### Stored items

►

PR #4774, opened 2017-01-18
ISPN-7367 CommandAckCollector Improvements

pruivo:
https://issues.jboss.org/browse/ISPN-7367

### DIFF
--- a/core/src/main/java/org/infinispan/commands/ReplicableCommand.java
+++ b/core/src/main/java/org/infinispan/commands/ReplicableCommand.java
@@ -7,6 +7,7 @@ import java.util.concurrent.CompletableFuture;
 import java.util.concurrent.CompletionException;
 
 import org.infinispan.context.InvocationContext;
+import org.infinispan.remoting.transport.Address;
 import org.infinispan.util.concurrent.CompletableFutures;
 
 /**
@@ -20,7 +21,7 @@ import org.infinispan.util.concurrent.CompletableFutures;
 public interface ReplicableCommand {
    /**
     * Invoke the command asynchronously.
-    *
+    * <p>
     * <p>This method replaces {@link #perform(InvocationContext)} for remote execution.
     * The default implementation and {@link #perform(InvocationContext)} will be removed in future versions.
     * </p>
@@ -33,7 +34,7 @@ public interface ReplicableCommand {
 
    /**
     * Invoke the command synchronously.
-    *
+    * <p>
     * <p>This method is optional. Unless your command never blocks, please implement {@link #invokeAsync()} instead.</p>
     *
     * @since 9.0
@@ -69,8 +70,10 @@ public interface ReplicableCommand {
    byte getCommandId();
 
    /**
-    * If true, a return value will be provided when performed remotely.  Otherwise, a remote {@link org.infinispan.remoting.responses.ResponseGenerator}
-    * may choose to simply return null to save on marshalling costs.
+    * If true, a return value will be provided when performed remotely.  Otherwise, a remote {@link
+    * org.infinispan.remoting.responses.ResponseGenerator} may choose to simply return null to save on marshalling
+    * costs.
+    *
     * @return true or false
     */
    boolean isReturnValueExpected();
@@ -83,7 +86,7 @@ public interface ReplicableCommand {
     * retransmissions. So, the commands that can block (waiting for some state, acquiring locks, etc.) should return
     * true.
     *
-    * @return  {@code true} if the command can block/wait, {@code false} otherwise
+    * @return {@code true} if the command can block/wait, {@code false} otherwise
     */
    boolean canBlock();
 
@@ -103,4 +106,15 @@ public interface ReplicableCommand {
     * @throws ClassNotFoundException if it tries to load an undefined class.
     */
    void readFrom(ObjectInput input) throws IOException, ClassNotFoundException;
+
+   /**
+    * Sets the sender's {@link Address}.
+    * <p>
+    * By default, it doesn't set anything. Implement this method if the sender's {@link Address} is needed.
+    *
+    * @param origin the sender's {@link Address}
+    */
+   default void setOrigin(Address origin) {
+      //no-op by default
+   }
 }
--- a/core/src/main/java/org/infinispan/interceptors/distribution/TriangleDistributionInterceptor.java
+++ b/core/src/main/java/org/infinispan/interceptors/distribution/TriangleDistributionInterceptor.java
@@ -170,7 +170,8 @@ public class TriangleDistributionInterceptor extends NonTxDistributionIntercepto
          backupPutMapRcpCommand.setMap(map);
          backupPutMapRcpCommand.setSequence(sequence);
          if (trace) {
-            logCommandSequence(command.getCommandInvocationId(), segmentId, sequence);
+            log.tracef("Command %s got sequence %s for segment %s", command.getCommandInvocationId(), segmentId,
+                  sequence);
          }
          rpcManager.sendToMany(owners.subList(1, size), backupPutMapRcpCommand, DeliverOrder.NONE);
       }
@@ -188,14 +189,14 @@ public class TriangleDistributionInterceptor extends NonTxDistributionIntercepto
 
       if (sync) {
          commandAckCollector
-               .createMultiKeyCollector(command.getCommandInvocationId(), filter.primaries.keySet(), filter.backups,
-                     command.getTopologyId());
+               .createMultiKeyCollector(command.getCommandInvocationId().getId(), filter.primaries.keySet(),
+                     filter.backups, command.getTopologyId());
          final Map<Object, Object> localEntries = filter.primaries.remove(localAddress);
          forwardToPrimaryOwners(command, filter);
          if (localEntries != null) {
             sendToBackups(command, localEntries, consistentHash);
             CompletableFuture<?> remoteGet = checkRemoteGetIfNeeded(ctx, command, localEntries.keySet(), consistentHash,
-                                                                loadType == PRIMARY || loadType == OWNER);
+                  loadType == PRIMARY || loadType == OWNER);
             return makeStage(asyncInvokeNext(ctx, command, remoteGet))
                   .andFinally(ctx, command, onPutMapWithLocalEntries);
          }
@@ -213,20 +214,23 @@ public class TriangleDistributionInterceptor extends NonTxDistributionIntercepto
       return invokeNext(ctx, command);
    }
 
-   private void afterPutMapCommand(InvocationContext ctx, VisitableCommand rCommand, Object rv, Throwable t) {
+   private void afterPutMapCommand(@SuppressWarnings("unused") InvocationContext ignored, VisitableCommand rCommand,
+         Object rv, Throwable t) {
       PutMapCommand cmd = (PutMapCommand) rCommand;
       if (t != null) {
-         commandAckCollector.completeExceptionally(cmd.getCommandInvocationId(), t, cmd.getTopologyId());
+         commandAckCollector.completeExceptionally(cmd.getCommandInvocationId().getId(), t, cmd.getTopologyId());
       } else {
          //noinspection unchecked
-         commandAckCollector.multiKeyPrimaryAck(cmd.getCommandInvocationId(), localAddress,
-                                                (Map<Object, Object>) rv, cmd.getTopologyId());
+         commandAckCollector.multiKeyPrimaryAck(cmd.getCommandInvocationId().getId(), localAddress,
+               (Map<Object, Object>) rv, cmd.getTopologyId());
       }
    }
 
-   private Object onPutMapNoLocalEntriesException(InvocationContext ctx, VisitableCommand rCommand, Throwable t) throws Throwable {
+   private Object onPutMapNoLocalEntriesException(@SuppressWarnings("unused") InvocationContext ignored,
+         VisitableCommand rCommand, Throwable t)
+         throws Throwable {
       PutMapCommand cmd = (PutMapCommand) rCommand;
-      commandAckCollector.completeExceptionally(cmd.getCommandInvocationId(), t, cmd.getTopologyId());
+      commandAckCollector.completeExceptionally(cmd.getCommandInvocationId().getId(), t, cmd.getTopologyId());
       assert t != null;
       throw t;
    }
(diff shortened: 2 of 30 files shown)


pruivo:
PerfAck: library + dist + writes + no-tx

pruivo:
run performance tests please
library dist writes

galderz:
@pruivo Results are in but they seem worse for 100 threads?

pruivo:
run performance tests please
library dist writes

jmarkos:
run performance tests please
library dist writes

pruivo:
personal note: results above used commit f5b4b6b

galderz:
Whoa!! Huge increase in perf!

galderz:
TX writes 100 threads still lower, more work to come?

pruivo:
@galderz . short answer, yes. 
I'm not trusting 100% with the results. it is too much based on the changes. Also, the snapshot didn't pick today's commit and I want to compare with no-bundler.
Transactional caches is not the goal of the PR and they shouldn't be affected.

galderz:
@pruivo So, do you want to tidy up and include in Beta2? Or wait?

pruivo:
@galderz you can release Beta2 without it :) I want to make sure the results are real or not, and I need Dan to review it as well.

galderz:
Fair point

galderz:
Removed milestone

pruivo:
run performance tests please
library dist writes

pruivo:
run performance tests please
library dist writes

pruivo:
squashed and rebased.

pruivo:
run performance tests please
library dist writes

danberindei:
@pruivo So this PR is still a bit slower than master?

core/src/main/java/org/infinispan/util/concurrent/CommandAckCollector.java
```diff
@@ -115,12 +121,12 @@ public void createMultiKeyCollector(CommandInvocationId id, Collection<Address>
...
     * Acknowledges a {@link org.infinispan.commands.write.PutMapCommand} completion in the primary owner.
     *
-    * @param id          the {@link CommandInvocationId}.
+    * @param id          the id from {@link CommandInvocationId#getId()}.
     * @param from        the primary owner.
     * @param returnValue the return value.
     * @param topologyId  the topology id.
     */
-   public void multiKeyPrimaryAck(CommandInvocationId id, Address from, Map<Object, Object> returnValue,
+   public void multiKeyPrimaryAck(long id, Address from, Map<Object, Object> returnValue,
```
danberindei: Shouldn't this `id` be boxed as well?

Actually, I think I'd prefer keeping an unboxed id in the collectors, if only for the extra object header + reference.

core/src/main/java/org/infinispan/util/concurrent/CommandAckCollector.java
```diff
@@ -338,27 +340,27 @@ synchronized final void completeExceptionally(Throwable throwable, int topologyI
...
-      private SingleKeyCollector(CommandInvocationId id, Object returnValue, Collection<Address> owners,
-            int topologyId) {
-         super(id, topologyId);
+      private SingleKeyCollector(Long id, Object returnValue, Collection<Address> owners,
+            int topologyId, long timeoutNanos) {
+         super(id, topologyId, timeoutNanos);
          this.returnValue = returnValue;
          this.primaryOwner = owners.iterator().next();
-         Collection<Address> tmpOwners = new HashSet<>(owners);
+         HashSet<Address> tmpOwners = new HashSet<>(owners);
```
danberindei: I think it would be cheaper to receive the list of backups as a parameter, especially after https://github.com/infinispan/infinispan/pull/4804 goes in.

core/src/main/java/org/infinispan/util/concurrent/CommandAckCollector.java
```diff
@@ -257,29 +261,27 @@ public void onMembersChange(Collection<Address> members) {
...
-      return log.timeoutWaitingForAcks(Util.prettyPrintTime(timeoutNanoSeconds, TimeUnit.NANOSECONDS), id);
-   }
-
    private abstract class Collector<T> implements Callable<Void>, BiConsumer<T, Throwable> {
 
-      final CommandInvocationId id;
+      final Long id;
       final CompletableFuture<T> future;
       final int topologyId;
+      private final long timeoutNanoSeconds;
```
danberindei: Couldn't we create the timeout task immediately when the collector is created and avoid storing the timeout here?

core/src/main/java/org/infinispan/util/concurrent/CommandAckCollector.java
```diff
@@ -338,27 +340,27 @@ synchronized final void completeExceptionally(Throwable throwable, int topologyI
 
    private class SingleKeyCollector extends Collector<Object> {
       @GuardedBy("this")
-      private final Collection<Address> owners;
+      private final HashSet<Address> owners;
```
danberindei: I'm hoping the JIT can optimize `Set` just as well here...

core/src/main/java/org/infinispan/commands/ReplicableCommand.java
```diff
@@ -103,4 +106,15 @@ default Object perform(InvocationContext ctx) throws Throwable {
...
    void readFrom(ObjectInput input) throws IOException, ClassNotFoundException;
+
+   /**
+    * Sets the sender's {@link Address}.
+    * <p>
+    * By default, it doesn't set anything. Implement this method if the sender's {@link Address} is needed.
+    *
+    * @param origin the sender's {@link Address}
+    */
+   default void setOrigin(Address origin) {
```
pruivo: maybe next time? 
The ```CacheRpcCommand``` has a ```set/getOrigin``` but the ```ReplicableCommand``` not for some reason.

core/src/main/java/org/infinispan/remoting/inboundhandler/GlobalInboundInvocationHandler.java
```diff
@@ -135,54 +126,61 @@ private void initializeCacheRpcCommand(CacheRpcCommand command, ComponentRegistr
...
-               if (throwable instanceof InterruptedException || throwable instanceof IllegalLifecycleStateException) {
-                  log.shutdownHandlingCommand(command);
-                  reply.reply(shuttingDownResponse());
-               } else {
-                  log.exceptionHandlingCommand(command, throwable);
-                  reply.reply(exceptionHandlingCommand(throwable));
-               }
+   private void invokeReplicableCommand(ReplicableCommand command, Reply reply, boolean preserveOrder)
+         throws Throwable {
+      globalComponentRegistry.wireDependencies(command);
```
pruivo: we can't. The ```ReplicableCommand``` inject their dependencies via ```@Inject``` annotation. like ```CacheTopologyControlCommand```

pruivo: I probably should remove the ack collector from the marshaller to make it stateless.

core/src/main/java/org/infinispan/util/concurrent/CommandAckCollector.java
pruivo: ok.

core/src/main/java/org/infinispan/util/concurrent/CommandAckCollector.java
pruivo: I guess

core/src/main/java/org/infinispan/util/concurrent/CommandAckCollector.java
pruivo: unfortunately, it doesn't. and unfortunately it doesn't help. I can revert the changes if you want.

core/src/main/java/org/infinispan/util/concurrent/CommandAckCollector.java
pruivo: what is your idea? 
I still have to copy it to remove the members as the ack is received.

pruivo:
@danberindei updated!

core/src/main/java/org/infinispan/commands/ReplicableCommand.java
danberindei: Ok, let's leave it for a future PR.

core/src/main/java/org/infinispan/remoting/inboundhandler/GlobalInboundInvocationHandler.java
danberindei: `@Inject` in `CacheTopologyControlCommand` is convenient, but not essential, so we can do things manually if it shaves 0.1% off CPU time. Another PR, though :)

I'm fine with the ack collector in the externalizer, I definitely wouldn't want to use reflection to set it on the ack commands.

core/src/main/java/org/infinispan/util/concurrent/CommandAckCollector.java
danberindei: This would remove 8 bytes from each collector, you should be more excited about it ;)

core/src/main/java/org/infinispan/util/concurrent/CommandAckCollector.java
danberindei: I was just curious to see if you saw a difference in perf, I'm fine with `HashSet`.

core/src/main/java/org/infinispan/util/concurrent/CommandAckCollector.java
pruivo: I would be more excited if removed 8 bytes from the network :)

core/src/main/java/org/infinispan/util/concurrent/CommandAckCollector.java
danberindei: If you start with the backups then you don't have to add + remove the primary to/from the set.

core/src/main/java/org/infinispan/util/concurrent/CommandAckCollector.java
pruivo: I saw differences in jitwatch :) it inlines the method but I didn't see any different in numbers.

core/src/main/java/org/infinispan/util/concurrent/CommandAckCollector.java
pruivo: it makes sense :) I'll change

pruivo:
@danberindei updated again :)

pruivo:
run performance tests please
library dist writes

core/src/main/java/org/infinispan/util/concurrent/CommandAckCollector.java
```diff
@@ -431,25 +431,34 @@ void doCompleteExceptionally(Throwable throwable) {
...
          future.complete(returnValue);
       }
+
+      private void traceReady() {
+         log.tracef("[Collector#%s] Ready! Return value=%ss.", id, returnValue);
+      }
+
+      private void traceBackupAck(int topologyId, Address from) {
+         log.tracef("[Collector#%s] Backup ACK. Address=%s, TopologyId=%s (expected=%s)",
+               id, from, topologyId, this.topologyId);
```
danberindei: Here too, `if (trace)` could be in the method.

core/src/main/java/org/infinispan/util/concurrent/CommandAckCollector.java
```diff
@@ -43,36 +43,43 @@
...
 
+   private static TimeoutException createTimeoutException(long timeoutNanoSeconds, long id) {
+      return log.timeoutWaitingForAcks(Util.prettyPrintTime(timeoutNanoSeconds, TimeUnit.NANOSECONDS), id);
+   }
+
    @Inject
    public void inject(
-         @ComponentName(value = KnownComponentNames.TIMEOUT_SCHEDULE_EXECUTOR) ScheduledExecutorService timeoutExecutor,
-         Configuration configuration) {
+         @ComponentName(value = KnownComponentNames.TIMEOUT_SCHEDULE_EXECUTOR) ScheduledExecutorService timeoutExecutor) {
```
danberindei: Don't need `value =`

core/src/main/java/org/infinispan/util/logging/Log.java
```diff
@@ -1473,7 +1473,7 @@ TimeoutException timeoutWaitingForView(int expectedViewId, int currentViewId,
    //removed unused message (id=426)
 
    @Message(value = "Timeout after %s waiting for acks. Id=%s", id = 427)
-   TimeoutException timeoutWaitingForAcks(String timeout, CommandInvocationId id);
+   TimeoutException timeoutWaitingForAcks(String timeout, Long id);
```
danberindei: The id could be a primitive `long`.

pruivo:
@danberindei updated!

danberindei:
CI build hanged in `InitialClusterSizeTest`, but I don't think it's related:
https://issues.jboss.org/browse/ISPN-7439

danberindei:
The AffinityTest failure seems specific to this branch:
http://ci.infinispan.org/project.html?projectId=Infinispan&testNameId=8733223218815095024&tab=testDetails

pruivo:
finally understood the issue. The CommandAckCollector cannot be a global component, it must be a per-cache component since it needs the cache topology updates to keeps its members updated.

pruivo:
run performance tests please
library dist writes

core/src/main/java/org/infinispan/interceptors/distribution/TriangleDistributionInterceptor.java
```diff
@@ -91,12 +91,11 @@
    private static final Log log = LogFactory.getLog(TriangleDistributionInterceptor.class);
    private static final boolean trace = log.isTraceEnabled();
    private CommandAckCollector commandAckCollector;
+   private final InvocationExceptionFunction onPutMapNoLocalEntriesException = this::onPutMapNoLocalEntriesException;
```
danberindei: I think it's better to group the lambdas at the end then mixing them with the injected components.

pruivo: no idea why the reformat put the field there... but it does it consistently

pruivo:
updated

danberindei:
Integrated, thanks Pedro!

◄

### Your instructions
Find and copy each line above holding "CompletableFutures".

### Solution
 import org.infinispan.util.concurrent.CompletableFutures;
@@ -20,7 +21,7 @@ import org.infinispan.util.concurrent.CompletableFutures;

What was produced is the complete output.